EXERCISE
Set the records down again in full, with every word kept.

RECORDS TO USE
PR #2969, opened 2022-07-15
PP-9847- update Node for security fix

Rkotyank:
## WHAT
Update Node Security fix https://nodejs.org/en/blog/vulnerability/july-2022-security-releases/
This release includes information and patches for:
Three medium severity issues.
Two high severity issues.
High severity issues relate to openSSL (both Node specific and patching openSSL to meet other known vulnerabilities) which shouldn’t be relevant to our web services.
Medium severity issues flagging a number of patches in the request parser in http reportedly opening up for HTTP Request Smuggling (HRS). This is likely relevant to all of our apps and should be considered high priority.
Paired with @katstevens


katstevens:
I've also googled for the Node 16 changelog so we can view what other changes have been introduced since v16.14.2: https://github.com/nodejs/node/blob/main/doc/changelogs/CHANGELOG_V16.md#16.16.0

nlsteers:
Some bad stuff happened here...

PROBLEM SOLUTION
PR #2969, opened 2022-07-15
PP-9847- update Node for security fix

Rkotyank:
## WHAT
Update Node Security fix https://nodejs.org/en/blog/vulnerability/july-2022-security-releases/
This release includes information and patches for:
Three medium severity issues.
Two high severity issues.
High severity issues relate to openSSL (both Node specific and patching openSSL to meet other known vulnerabilities) which shouldn’t be relevant to our web services.
Medium severity issues flagging a number of patches in the request parser in http reportedly opening up for HTTP Request Smuggling (HRS). This is likely relevant to all of our apps and should be considered high priority.
Paired with @katstevens


katstevens:
I've also googled for the Node 16 changelog so we can view what other changes have been introduced since v16.14.2: https://github.com/nodejs/node/blob/main/doc/changelogs/CHANGELOG_V16.md#16.16.0

nlsteers:
Some bad stuff happened here...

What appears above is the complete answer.